Meanwhile the hygiene services arm, which accounts for 22% of sales and 23% of operating profit, is a slower-growth but equally high-margin business. Again targeted acquisitions are propelling growth with two big deals announced in the last year, CWS in Italy and Cannon in the UK.
WHERE DOES THE REST OF ITS MONEY COME FROM?
The remaining 15% of sales and 9% of operating profit come from watering office plants, supplying work-wear and treating dry rot, collectively titled Protect & Enhance. While these businesses benefit from the group’s global footprint, they are non-core and some assets have already been sold or put into joint ventures.
The UK property-care business, which treats dry rot and woodworm, has been struggling for the past year as the housing market has slowed and revenues are just 1% of the group total (£11m out of £1.2bn in the first half).
With little sign of an upturn we wouldn’t be surprised if Rentokil sold this unit to a more natural owner like Homeserve (HSV) and re-invested in its higher-margin core businesses, as it has with Cannon Hygiene and more recently with the purchase of Mitie’s (MTO) pest-control business.
ACQUISITIONS ARE KEY TO EXPANSION PLANS
Acquisitions are an important part of Rentokil’s growth strategy. Both pest control and hygiene are fragmented markets with hundreds of small competitors ripe for consolidating into Rentokil’s trusted-supplier model, and the company is often the ‘buyer of choice’ for smaller firms.
By increasing scale and density, particularly in urban areas and emerging markets, the company can better leverage the benefits of scale.
Another part of the growth strategy is investment in innovation, both in terms of products and technology. A third of new orders in its pest control arm are for new products and the relatively new online portal MyRentokil has been a big hit with around 80% of customers using it to monitor their products and pest activity.
Unusual as it may sound, bed bugs are another growth opportunity. The potential market for a successful ‘smart’ solution is huge as there are 17m hotel rooms across the globe and traditional tools for treating the problem are very hit-and-miss. One US hotel chain is already piloting Rentokil’s bed-bug monitoring scheme across 1,000 of its rooms.
INVESTORS WARMING TO THE SHARES AGAIN
Investors have given Rentokil something of a cold shoulder in recent months but we note that the shares jumped last week on the news of the Mitie deal while those of Mitie dropped, which suggests that investors are warming to Rentokil’s growth story again.

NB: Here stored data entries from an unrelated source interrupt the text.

Issue #341, opened 2021-04-23
feature: implement --dedup-plugin-configs flag for dump command 


hbagdi:
`_plugin_configs` feature of decK allows users to abstract out configuration of plugins that are used repeatedly and then reference them in services/routes/consumers. This helps with de-duplication of configuration code.
While users would like to take advantage of this, most of them cannot because de-duplicating the configuration in the first place is a cumbersome and an error-prone process. The scope here is to automate the process for our users:

How can we do this?
After decK exports Kong's configuration but before it writes the configuration to file, deck analyzes if there are multiple plugins in the configuration that share identical configuration. If so, it will de-duplicate those configuration by putting them under `_plugin_configs` section and then add a reference to them wherever that configuration is in use.

PR #581, opened 2022-02-04
feat: implement --dedup-plugin-configs flag for dump

GGabriele:
> `_plugin_configs` feature of decK allows users to abstract out configuration
> of plugins that are used repeatedly and then reference them in
> services/routes/consumers. This helps with de-duplication of configuration
> code. While users would like to take advantage of this, most of them cannot
> because de-duplicating the configuration in the first place is a cumbersome
> and an error-prone process.

https://github.com/Kong/deck/issues/341 ([doc](https://docs.konghq.com/deck/1.10.x/guides/deduplicate-plugin-configuration/))

This implements such flag and feature for the dump command.

Test:
`sync` this file first ([before.yaml.txt](https://github.com/Kong/deck/files/8003745/before.yaml.txt)), having some shared plugins across different consumers, routes and services.

```
$ deck sync
<--omitted->
```

```
$ deck dump --yes --dedup-plugin-configs

$ deck sync
Summary:
  Created: 0
  Updated: 0
  Deleted: 0
```

Result: [after.yaml.txt](https://github.com/Kong/deck/files/8003780/after.yaml.txt)

### DIFF
--- a/dump/dump.go
+++ b/dump/dump.go
@@ -4,6 +4,7 @@ import (
 	"context"
 	"fmt"
 	"net/http"
+	"reflect"
 
 	"github.com/kong/deck/utils"
 	"github.com/kong/go-kong/kong"
@@ -26,6 +27,10 @@ type Config struct {
 	// SelectorTags can be used to export entities tagged with only specific
 	// tags.
 	SelectorTags []string
+
+	// If true, deduplicate plugins with the same configuration into a shared
+	// config object.
+	DedupPluginsConfig bool
 }
 
 func deduplicate(stringSlice []string) []string {
@@ -178,6 +183,9 @@ func getProxyConfiguration(ctx context.Context, group *errgroup.Group,
 			plugins = excludeConsumersPlugins(plugins)
 		}
 		state.Plugins = plugins
+		if config.DedupPluginsConfig {
+			dedupPluginsConfig(state, plugins)
+		}
 		return nil
 	})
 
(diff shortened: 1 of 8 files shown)


file/writer.go
```diff
@@ -605,6 +633,36 @@ func populateConsumers(kongState *state.KongState, file *Content,
...
+		}
+		for _, route := range content.Routes {
+			if route != routeID {
+				continue
+			}
+			fp.Plugin.Config = nil
+			fp.ConfigSource = kong.String(name)
+			break
+		}
+	}
```
hbagdi, line 663: Suggest two functions: one takes in the plugin map and the relation IDs, and returns the name of the plugin config source (if found), and this one then sets the config to nil and source to non-nil. This way you can unit-test the function that looks through sharedPlugins map.

hbagdi (commented):
Good start.

A few corner cases to think about:
- What if a plugin configuration is unique and is only present once in the entire state? The code shouldn't introduce an indirection (via plugin source name) in such a case.
- What if a plugin has multiple parents at the same time? Does this logic hold correctly in such a case? I'm not sure either way - please give that some thought and we will certainly need tests around it.

file/writer.go
GGabriele: refactored a bit

dump/dump.go
```diff
@@ -218,6 +226,68 @@ func getProxyConfiguration(ctx context.Context, group *errgroup.Group,
...
+// 		},
+// 		"rate-limiting-1": {
+// 			"config": _specific_plugin_config_1,
+// 			"consumers": ["consumer-3", "consumer-4"],
+// 			"services": []
+// 		}
+// 	  }
+// }
+func dedupPluginsConfig(state *utils.KongRawState, plugins []*kong.Plugin) {
+	state.SharedPluginMap = make(map[string]map[string]utils.SharedPlugin)
```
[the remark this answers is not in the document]
GGabriele: refactored a bit

dump/dump.go
```diff
@@ -218,6 +227,89 @@ func getProxyConfiguration(ctx context.Context, group *errgroup.Group,
...
+	if p.Consumer != nil && p.Consumer.ID != nil {
+		sharedPlugin.Consumers = append(sharedPlugin.Consumers, *p.Consumer.ID)
+	}
+	if p.Service != nil && p.Service.ID != nil {
+		sharedPlugin.Services = append(sharedPlugin.Services, *p.Service.ID)
+	}
+	if p.Route != nil && p.Route.ID != nil {
+		sharedPlugin.Routes = append(sharedPlugin.Routes, *p.Route.ID)
+	}
+	return sharedPlugin
```
hbagdi, line 240: The tracking here loses the relationship of a plugin with multiple entities.
Consider the following plugin:
```yaml
  plugins:
    name: rate-limiting
    service:
       id: svc-id
    consumer:
       id: consumer-id
    config:
      day: null
      fault_tolerant: true
      hide_client_headers: false
      hour: null
      limit_by: consumer
      minute: 10
      month: null
      policy: redis
      redis_database: 0
      redis_host: redis.common.svc
      redis_password: null
      redis_port: 6379
      redis_timeout: 2000
      second: null
      year: null
    enabled: true
    protocols:
    - http
    - https
```
In this case, this data structure would track the plugin as a plugin that is applied to the consumer, and the same plugin is applied to the service, in reality, that is not actually true, the plugin is present only once, on a combination of service and consumer.

The code that uses this data structure, later on, is structured in a way that one never runs into this bug currently. But that is a bit too risky to rely on. Please consider a data structure that captures the entire relationship explicitly.

hbagdi:

PR #591, opened 2022-02-16
feat: refactor cmd package

GGabriele:
The current version of the `cmd` package is structured
around some global variables holding the `cobra` commands.
This makes the package hard to test.

This reworks the `cobra` commands definition with 'constructor' helpers.
This also rearranges the existing flags, moving the ones specific
to `konnect` under the `konnect` subcommand.

### DIFF
--- a/cmd/completion.go
+++ b/cmd/completion.go
@@ -7,10 +7,11 @@ import (
 	"github.com/spf13/cobra"
 )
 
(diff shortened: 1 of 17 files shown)


hbagdi (approved):
These large changes without any tests are very uncomfortable.

PR #592, opened 2022-02-17
tests: add integration tests to check default filling

GGabriele:


tests/integration/sync_test.go
```diff
@@ -127,6 +127,43 @@ var (
...
+				kong.String("grpc"),
+				kong.String("grpcs"),
+				kong.String("http"),
+				kong.String("https"),
+			},
+			Enabled: kong.Bool(true),
+			Config: kong.Configuration{
+				"anonymous":        "58076db2-28b6-423b-ba39-a797193017f7",
+				"hide_credentials": false,
+			},
```
hbagdi, line 163: Why not pick a plugin like rate-limiting which has a lot more default fields rather than this one which has only one it seems.

GGabriele: I was mostly testing the automatic-defaults functionality itself across all kong versions, so I picked one of the simplest plugins available. I'm actually testing [rate-limiting](https://github.com/Kong/deck/blob/test_defaults/tests/integration/sync_test.go#L775-L813) too but just for `>=2.70`, as a lot more fields may also mean a lot more differences across versions.

If you think it's worth to use something like `rate-limiting` insted of `basic-auth` for these tests, I'll do the switch.

tests/integration/sync_test.go
```diff
@@ -871,3 +877,172 @@ func Test_Sync_RateLimitingPlugin(t *testing.T) {
...
+				Routes:    route1_151,
+				Plugins:   plugin,
+				Targets:   target,
+				Upstreams: upstream,
+			},
+		},
+	}
+	for _, tc := range tests {
+		t.Run(tc.name, func(t *testing.T) {
+			kong.RunWhenKong(t, "<1.5.1 !1.4.3")
```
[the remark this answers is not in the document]
GGabriele: Apparently nothing, I added it splitting this test ¯\_(ツ)_/¯

hbagdi (approved):

Issue #601, opened 2022-03-02
Deck no longer creates workspace with deck sync --workspace flag


dmortim:
Prior to deck 1.11. We could run the following command to create a new workspace as we applied our statefiles. 
```
deck sync --workspace some-new-workspace -s state-files ... 
```

Now we receive the error
```
retrieve schema for services from Kong: HTTP status 404(message: "some-new-workspace" not found).
```

Is there a way we can create the workspace without using the admin API? Either through deck or through Kong declarative files? 

edit: 
Environment 
Kong Hybrid EE 2.7.1.1
Openapi -> inso CLI -> deck 

Thanks, 

btw, love the 1.11 update for injecting plugin defaults. Great work

GGabriele:
Hi @dmortim , happy to hear you like the new features! :)

I'm not currently able to reproduce your issue:

```
$ deck version
decK v1.11.0 (4235c73)

$ deck ping
Successfully connected to Kong!
Kong version:  2.7.1.1-enterprise-edition

$ deck sync --workspace test
Warning: Workspace 'test' specified via --workspace flag is different from workspace '' found in state file(s).creating workspace test
creating service svc1
Summary:
  Created: 1
  Updated: 0
  Deleted: 0
```

What happens if you add a `_workspace: some-new-workspace` entry in your state file? Do you have any RBAC in place? Does the issue go away if you switch to an older version of decK but with the same exact environment?

dmortim:
Hi @GGabriele, your are correct. Deck Sync Creates the workspace. 

We identified the root cause of the issue. We are now getting an error code 1 when we run a deck diff against a workspace that does not exist - and hence that error I put above. Previously, we would get an error code 0 if the workspace did not exist and it would list the changes to be made, including creating the new workspace. Is this the expected behavior? 

``` bash
$ deck diff --workspace test
Warning: Workspace 'test' specified via --workspace flag is different from workspace '' found in state file(s).
creating workspace test
Error: building state: creating defaulter: get defaults for services: retrieve schema for services from Kong: HTTP status 404 (message: "Workspace 'test' not found)

$ echo $?
1
```


Thanks

GGabriele:
PR has been merged. It will be included in the next release!

PR #608, opened 2022-03-09
fix: support defaulter with not-existing workspaces

GGabriele:
The new defaulter interacts with Kong API to retrieve
entities schemas. Doing such query against a not existing
workspace returns an error, blocking the diff operation in decK.

This makes sure decK can run 'diff' regardless of the workspace
by simply not retrieving entities schemas from Kong when the
workspace doesn't exist yet.

Solves https://github.com/Kong/deck/issues/601#issuecomment-1057647420

### DIFF
--- a/file/builder.go
+++ b/file/builder.go
@@ -813,7 +813,7 @@ func (b *stateBuilder) getPluginSchema(pluginName string) (map[string]interface{
 
 	exists, err := utils.WorkspaceExists(b.ctx, b.client)
 	if err != nil {
-		return nil, fmt.Errorf("getPluginSchema: checking if workspace exists: %w", err)
+		return nil, fmt.Errorf("ensure workspace exists: %w", err)
 	}
 	if !exists {
 		return schema, nil
--- a/file/builder.go
+++ b/file/builder.go
@@ -810,7 +810,16 @@ func (b *stateBuilder) getPluginSchema(pluginName string) (map[string]interface{
 	if schema, ok := b.schemasCache[pluginName]; ok {
 		return schema, nil
 	}
-	schema, err := b.client.Plugins.GetFullSchema(b.ctx, &pluginName)
+
+	exists, err := utils.WorkspaceExists(b.ctx, b.client)
+	if err != nil {
+		return nil, fmt.Errorf("getPluginSchema: checking if workspace exists: %w", err)
+	}
+	if !exists {
+		return schema, nil
+	}
+
+	schema, err = b.client.Plugins.GetFullSchema(b.ctx, &pluginName)
 	if err != nil {
 		return schema, err
 	}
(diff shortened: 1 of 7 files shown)


file/builder.go
```diff
@@ -807,7 +807,16 @@ func (b *stateBuilder) getPluginSchema(pluginName string) (map[string]interface{
 	if schema, ok := b.schemasCache[pluginName]; ok {
 		return schema, nil
 	}
-	schema, err := b.client.Plugins.GetFullSchema(b.ctx, &pluginName)
+
+	exists, err := utils.WorkspaceExists(b.ctx, b.client)
+	if err != nil {
+		return nil, fmt.Errorf("getPluginSchema: checking if workspace exists: %w", err)
```
hbagdi, line 813:
```suggestion
		return nil, fmt.Errorf("ensure workspace exists: %w", err)
```

utils/defaulter.go
```diff
@@ -225,7 +225,11 @@ func getKongDefaulterWithClient(ctx context.Context, opts DefaulterOpts) (*Defau
 // 3. schema defaults coming from Admin API (excluded Konnect)
 // 4. hardcoded defaults under utils/constants.go (Konnect-only)
 func GetDefaulter(ctx context.Context, opts DefaulterOpts) (*Defaulter, error) {
-	if opts.Client != nil && !opts.DisableDynamicDefaults {
+	exists, err := WorkspaceExists(ctx, opts.Client)
+	if err != nil {
+		return nil, fmt.Errorf("defaulter: checking if workspace exists: %w", err)
```
hbagdi, line 230: same

hbagdi (commented):
Is it possible to add an e2e test for this patch?

file/builder.go
GGabriele: done

utils/defaulter.go
GGabriele: done

GGabriele:
> addressing comments

done: https://github.com/Kong/deck/pull/608/commits/452c490830dce24ddd058450779a2c8924838cab

tests/integration/diff_test.go
```diff
@@ -0,0 +1,32 @@
...
+	"testing"
+
+	"github.com/kong/deck/utils"
+	"github.com/stretchr/testify/assert"
+)
+
+func Test_Diff_Workspace(t *testing.T) {
+	tests := []struct {
+		name          string
+		kongFile      string
```
hbagdi, line 15:
```suggestion
		stateFile      string
```

hbagdi:
While this doesn't throw an error and gets the user past the creation, this is not enough.
Kong must be able to serve default outside the workspace context.
This change has the potential to surprise some users: depending on the existence of the workspace, decK diff may error out or may not error out.

Having said that, please merge this to get moving.

GGabriele:
@hbagdi can you please formally approve this?

hbagdi (approved):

Analysts are more positive than negative with eight ‘buy’, four ‘hold’ and just two ‘sell’ ratings but they haven’t pushed the boat out with their price targets as the 12-month consensus is just 14% above the current share price at 370p.
Sales and earnings estimates for this year and next year have been creeping up slowly over the summer but again analysts aren’t overly bullish so it looks as though there is room for more earnings upgrades.